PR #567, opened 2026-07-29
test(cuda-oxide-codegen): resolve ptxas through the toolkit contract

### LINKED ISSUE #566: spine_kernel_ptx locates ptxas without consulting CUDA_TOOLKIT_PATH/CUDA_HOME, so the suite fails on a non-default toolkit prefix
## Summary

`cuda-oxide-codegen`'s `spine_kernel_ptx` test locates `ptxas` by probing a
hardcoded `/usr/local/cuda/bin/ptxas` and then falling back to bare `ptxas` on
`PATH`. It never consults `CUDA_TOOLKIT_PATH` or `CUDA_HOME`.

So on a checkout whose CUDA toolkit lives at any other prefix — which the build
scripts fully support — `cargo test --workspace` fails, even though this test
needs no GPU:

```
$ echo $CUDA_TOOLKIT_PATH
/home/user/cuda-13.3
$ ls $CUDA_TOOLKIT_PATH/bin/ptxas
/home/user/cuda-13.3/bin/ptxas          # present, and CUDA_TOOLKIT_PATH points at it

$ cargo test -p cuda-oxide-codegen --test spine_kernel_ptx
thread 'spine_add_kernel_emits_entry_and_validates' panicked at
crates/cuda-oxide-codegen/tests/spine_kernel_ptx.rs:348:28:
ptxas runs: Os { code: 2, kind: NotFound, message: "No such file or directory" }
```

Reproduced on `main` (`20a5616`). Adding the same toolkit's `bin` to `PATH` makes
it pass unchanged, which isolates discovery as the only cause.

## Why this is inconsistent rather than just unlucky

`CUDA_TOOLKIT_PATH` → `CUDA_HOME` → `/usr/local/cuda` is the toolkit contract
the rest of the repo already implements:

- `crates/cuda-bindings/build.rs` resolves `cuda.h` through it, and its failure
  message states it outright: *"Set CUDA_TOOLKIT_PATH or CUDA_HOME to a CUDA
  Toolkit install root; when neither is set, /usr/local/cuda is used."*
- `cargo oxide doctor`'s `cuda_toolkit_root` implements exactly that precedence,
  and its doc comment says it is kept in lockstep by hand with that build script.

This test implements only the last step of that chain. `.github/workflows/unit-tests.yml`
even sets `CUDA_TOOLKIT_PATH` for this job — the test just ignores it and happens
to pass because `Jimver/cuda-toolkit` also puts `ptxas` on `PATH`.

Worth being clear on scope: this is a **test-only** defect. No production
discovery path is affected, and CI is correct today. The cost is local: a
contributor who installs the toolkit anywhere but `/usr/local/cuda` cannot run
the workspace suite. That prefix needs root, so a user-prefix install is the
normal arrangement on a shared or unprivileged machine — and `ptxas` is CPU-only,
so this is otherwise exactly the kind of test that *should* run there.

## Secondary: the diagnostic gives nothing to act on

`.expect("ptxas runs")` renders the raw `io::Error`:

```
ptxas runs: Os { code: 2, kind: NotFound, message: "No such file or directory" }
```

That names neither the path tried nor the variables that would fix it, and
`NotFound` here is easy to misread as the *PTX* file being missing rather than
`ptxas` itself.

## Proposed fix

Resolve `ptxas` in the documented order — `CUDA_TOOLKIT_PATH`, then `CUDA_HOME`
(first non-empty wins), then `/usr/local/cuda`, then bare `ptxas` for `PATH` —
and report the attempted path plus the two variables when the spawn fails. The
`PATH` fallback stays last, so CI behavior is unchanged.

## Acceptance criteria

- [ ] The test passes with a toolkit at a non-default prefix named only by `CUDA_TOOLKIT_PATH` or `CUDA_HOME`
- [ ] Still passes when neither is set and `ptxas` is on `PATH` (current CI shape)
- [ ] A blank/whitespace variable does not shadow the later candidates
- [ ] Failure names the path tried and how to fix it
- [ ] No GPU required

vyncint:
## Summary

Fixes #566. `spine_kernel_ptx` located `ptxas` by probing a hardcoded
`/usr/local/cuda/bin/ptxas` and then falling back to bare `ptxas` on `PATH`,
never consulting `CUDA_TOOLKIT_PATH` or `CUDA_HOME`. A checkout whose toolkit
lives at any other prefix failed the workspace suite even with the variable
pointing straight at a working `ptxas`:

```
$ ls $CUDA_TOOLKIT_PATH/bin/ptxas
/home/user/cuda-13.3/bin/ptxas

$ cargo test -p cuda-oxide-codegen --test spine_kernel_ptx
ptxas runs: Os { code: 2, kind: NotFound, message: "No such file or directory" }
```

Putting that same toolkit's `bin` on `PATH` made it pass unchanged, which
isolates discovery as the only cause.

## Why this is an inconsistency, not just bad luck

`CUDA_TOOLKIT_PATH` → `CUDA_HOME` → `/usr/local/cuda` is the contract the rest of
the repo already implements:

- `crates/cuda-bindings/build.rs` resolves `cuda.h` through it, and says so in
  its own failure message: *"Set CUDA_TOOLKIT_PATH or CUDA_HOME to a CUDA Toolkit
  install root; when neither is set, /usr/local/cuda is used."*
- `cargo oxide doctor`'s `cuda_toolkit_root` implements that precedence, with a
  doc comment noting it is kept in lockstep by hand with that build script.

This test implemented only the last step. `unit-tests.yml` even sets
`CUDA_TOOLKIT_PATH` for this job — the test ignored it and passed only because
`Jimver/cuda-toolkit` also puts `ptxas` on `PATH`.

---

Problem to work on >> Your answer should consist of every record, restated exactly.

Solution for this exercise >>
PR #567, opened 2026-07-29
test(cuda-oxide-codegen): resolve ptxas through the toolkit contract

### LINKED ISSUE #566: spine_kernel_ptx locates ptxas without consulting CUDA_TOOLKIT_PATH/CUDA_HOME, so the suite fails on a non-default toolkit prefix
## Summary

`cuda-oxide-codegen`'s `spine_kernel_ptx` test locates `ptxas` by probing a
hardcoded `/usr/local/cuda/bin/ptxas` and then falling back to bare `ptxas` on
`PATH`. It never consults `CUDA_TOOLKIT_PATH` or `CUDA_HOME`.

So on a checkout whose CUDA toolkit lives at any other prefix — which the build
scripts fully support — `cargo test --workspace` fails, even though this test
needs no GPU:

```
$ echo $CUDA_TOOLKIT_PATH
/home/user/cuda-13.3
$ ls $CUDA_TOOLKIT_PATH/bin/ptxas
/home/user/cuda-13.3/bin/ptxas          # present, and CUDA_TOOLKIT_PATH points at it

$ cargo test -p cuda-oxide-codegen --test spine_kernel_ptx
thread 'spine_add_kernel_emits_entry_and_validates' panicked at
crates/cuda-oxide-codegen/tests/spine_kernel_ptx.rs:348:28:
ptxas runs: Os { code: 2, kind: NotFound, message: "No such file or directory" }
```

Reproduced on `main` (`20a5616`). Adding the same toolkit's `bin` to `PATH` makes
it pass unchanged, which isolates discovery as the only cause.

## Why this is inconsistent rather than just unlucky

`CUDA_TOOLKIT_PATH` → `CUDA_HOME` → `/usr/local/cuda` is the toolkit contract
the rest of the repo already implements:

- `crates/cuda-bindings/build.rs` resolves `cuda.h` through it, and its failure
  message states it outright: *"Set CUDA_TOOLKIT_PATH or CUDA_HOME to a CUDA
  Toolkit install root; when neither is set, /usr/local/cuda is used."*
- `cargo oxide doctor`'s `cuda_toolkit_root` implements exactly that precedence,
  and its doc comment says it is kept in lockstep by hand with that build script.

This test implements only the last step of that chain. `.github/workflows/unit-tests.yml`
even sets `CUDA_TOOLKIT_PATH` for this job — the test just ignores it and happens
to pass because `Jimver/cuda-toolkit` also puts `ptxas` on `PATH`.

Worth being clear on scope: this is a **test-only** defect. No production
discovery path is affected, and CI is correct today. The cost is local: a
contributor who installs the toolkit anywhere but `/usr/local/cuda` cannot run
the workspace suite. That prefix needs root, so a user-prefix install is the
normal arrangement on a shared or unprivileged machine — and `ptxas` is CPU-only,
so this is otherwise exactly the kind of test that *should* run there.

## Secondary: the diagnostic gives nothing to act on

`.expect("ptxas runs")` renders the raw `io::Error`:

```
ptxas runs: Os { code: 2, kind: NotFound, message: "No such file or directory" }
```

That names neither the path tried nor the variables that would fix it, and
`NotFound` here is easy to misread as the *PTX* file being missing rather than
`ptxas` itself.

## Proposed fix

Resolve `ptxas` in the documented order — `CUDA_TOOLKIT_PATH`, then `CUDA_HOME`
(first non-empty wins), then `/usr/local/cuda`, then bare `ptxas` for `PATH` —
and report the attempted path plus the two variables when the spawn fails. The
`PATH` fallback stays last, so CI behavior is unchanged.

## Acceptance criteria

- [ ] The test passes with a toolkit at a non-default prefix named only by `CUDA_TOOLKIT_PATH` or `CUDA_HOME`
- [ ] Still passes when neither is set and `ptxas` is on `PATH` (current CI shape)
- [ ] A blank/whitespace variable does not shadow the later candidates
- [ ] Failure names the path tried and how to fix it
- [ ] No GPU required

vyncint:
## Summary

Fixes #566. `spine_kernel_ptx` located `ptxas` by probing a hardcoded
`/usr/local/cuda/bin/ptxas` and then falling back to bare `ptxas` on `PATH`,
never consulting `CUDA_TOOLKIT_PATH` or `CUDA_HOME`. A checkout whose toolkit
lives at any other prefix failed the workspace suite even with the variable
pointing straight at a working `ptxas`:

```
$ ls $CUDA_TOOLKIT_PATH/bin/ptxas
/home/user/cuda-13.3/bin/ptxas

$ cargo test -p cuda-oxide-codegen --test spine_kernel_ptx
ptxas runs: Os { code: 2, kind: NotFound, message: "No such file or directory" }
```

Putting that same toolkit's `bin` on `PATH` made it pass unchanged, which
isolates discovery as the only cause.

## Why this is an inconsistency, not just bad luck

`CUDA_TOOLKIT_PATH` → `CUDA_HOME` → `/usr/local/cuda` is the contract the rest of
the repo already implements:

- `crates/cuda-bindings/build.rs` resolves `cuda.h` through it, and says so in
  its own failure message: *"Set CUDA_TOOLKIT_PATH or CUDA_HOME to a CUDA Toolkit
  install root; when neither is set, /usr/local/cuda is used."*
- `cargo oxide doctor`'s `cuda_toolkit_root` implements that precedence, with a
  doc comment noting it is kept in lockstep by hand with that build script.

This test implemented only the last step. `unit-tests.yml` even sets
`CUDA_TOOLKIT_PATH` for this job — the test ignored it and passed only because
`Jimver/cuda-toolkit` also puts `ptxas` on `PATH`.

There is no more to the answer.